***** DATASET ENTRIES *****

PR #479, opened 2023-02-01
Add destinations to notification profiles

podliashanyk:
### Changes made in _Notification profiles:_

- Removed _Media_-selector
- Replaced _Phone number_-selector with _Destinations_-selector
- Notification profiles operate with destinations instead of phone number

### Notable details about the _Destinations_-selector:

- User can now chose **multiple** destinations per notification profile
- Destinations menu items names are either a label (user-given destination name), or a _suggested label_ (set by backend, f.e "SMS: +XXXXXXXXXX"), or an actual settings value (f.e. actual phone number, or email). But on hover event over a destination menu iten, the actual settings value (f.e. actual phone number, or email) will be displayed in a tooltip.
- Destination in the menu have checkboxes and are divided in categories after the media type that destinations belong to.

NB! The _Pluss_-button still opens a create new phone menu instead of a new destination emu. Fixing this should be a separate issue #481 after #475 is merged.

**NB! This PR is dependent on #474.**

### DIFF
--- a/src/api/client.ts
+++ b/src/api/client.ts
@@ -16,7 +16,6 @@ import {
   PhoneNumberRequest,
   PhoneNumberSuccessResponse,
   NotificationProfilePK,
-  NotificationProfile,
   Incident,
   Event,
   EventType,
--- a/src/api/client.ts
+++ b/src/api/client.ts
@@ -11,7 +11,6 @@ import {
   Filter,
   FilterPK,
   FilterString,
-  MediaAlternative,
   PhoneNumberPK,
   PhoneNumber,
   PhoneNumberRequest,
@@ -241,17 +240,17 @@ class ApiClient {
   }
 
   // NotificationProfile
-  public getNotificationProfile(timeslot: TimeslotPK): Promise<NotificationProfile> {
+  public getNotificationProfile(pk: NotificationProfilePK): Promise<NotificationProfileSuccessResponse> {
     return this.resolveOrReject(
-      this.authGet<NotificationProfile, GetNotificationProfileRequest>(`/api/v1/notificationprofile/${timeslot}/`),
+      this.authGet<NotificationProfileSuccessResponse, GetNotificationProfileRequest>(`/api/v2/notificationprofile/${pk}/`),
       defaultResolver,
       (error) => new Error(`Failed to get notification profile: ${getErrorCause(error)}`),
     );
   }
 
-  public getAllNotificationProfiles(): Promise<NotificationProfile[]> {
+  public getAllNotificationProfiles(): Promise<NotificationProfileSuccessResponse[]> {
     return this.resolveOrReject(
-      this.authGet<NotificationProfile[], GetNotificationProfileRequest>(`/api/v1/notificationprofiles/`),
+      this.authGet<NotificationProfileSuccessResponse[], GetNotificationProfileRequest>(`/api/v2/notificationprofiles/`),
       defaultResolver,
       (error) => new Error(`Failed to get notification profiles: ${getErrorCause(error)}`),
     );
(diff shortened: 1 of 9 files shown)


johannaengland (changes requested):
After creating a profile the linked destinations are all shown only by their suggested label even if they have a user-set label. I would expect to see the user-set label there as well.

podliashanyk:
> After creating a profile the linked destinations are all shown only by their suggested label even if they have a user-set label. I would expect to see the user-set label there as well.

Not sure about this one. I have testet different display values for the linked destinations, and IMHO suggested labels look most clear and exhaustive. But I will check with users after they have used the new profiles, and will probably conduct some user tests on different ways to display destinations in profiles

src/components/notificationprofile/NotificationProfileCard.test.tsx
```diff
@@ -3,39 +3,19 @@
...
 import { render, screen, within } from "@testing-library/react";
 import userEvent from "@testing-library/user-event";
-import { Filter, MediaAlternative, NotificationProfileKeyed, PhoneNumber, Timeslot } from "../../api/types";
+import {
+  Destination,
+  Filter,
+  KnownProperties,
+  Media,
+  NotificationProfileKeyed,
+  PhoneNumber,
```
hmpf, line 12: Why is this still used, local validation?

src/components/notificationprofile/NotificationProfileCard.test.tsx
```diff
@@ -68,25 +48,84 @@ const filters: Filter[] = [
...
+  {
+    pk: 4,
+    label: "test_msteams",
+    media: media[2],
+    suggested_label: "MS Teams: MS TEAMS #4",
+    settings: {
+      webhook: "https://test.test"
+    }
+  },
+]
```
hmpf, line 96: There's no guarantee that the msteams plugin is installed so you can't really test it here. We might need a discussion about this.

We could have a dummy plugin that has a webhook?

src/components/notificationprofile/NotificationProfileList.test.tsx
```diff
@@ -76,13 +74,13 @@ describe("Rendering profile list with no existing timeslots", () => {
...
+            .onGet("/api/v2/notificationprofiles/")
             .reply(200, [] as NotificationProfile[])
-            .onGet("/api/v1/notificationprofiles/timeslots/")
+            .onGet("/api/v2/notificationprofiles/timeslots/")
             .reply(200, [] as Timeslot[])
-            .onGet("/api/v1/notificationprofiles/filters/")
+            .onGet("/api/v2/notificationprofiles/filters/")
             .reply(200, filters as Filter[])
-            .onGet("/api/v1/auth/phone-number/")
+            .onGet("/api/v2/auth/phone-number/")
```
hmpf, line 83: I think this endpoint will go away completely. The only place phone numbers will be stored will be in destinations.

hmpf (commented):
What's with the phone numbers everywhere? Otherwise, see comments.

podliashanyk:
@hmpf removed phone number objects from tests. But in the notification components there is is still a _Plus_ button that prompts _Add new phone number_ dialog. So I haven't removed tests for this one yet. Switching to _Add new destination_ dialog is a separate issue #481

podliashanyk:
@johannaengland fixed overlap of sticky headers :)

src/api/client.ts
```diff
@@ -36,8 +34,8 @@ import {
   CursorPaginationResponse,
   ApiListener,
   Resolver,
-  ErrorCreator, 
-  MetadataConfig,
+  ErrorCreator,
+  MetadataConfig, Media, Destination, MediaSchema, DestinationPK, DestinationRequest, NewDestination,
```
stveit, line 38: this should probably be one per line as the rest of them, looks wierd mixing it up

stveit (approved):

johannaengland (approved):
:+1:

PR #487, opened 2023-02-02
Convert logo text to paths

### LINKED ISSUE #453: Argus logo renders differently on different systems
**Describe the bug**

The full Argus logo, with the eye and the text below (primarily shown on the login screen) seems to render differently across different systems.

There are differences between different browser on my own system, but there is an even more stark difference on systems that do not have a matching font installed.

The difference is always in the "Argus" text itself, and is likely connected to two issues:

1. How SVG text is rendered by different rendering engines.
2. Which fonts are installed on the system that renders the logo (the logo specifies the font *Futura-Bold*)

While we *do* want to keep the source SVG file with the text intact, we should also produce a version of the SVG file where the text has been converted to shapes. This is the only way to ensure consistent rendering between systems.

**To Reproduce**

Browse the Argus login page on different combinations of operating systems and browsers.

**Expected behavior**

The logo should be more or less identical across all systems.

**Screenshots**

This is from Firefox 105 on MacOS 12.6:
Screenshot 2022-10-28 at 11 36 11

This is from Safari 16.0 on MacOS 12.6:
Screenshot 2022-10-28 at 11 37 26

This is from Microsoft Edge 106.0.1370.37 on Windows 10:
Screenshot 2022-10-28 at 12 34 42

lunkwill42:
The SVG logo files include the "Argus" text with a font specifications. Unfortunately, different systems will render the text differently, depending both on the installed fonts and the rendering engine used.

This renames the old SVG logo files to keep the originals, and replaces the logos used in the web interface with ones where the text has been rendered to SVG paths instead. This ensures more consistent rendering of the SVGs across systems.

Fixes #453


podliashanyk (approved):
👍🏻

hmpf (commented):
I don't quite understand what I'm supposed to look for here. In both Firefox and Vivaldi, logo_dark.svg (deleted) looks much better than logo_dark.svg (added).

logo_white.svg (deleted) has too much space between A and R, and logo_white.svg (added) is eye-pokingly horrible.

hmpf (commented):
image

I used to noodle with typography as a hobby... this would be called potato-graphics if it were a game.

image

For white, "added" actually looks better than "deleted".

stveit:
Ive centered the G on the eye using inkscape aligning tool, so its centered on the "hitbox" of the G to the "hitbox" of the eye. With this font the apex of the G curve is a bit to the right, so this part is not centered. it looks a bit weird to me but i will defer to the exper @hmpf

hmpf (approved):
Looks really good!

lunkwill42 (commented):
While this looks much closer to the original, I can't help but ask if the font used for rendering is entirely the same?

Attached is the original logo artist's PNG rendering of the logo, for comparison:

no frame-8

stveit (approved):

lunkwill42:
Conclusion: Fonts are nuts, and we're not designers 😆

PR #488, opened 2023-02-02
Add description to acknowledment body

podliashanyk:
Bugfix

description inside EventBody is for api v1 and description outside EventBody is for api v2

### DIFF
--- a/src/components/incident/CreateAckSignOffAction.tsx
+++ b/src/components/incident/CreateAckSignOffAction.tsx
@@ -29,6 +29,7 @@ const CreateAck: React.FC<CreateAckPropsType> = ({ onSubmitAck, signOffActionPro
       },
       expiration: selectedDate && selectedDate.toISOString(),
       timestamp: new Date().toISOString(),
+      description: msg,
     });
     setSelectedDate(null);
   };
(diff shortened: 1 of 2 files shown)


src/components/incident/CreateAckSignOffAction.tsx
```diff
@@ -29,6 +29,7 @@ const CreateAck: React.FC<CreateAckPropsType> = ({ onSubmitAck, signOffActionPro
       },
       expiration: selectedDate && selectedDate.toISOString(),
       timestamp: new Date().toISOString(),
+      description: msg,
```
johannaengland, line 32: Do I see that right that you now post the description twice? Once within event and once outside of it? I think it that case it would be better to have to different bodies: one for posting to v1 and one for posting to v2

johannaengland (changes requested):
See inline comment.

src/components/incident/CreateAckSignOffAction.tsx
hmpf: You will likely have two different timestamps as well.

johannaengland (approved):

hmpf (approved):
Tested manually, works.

*****

*EXERCISE REQUIREMENTS*. Among the records above, which lines hold the word "both"? Copy each one.

*RESULT*.
The SVG logo files include the "Argus" text with a font specifications. Unfortunately, different systems will render the text differently, depending both on the installed fonts and the rendering engine used.
I don't quite understand what I'm supposed to look for here. In both Firefox and Vivaldi, logo_dark.svg (deleted) looks much better than logo_dark.svg (added).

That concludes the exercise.